By Satyam Khanna
Wall Street CEOs like to think they are the adults, the big men in the room, the ones who know how the world works. Well, you know what? They screwed up their own banks, the financial system, and the economy like a bunch of two-year-olds. Every single major bank would have failed in late 2008 without massive government intervention — because of wounds that were entirely self-inflicted. … The financial crisis should have put to rest for a generation the idea that the big boys on Wall Street know what they’re doing and the politicians in Washington are a bunch of amateurs. Yet somehow the bankers came out of it with the same unshakable belief in their own perfection that they had in 2005. The only plausible explanation is some kind of powerful personality disorder.
Business, naturally, will generally oppose regulation. But the sheer arrogance (Drum calls it “Big Swinging Dicks” syndrome) that Kwak points to isn’t limited to Wall Street CEOs fighting regulatory reform; it’s a characteristic of big business lobbyists’ response to reform virtually across the board.
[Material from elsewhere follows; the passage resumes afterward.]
PR #17420, opened 2019-09-05
fix(gatsby): Allow overriding options for default instance of gatsby-plugin-page-creator

### LINKED ISSUE #17379: feat(gatsby): override default options of gatsby-plugin-page-creator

Although the situation is a bit different since health insurance companies didn’t actually “fail” (they were quite profitable), they did fail at their job of actually insuring people. Yet they waged a no-holds barred campaign claiming that things would be better this time around if we just left them alone (isn’t that what we were doing?). Same with climate change and big polluters. Same with BP, who, aided by lax regulation, “ignored warning signs” prior to the oil spill but are already launching a lobbying blitz to preserve their old ways.
Even in the wake of systemic failures, we can count on big business to firmly believe that they were right and you are the one being out of line.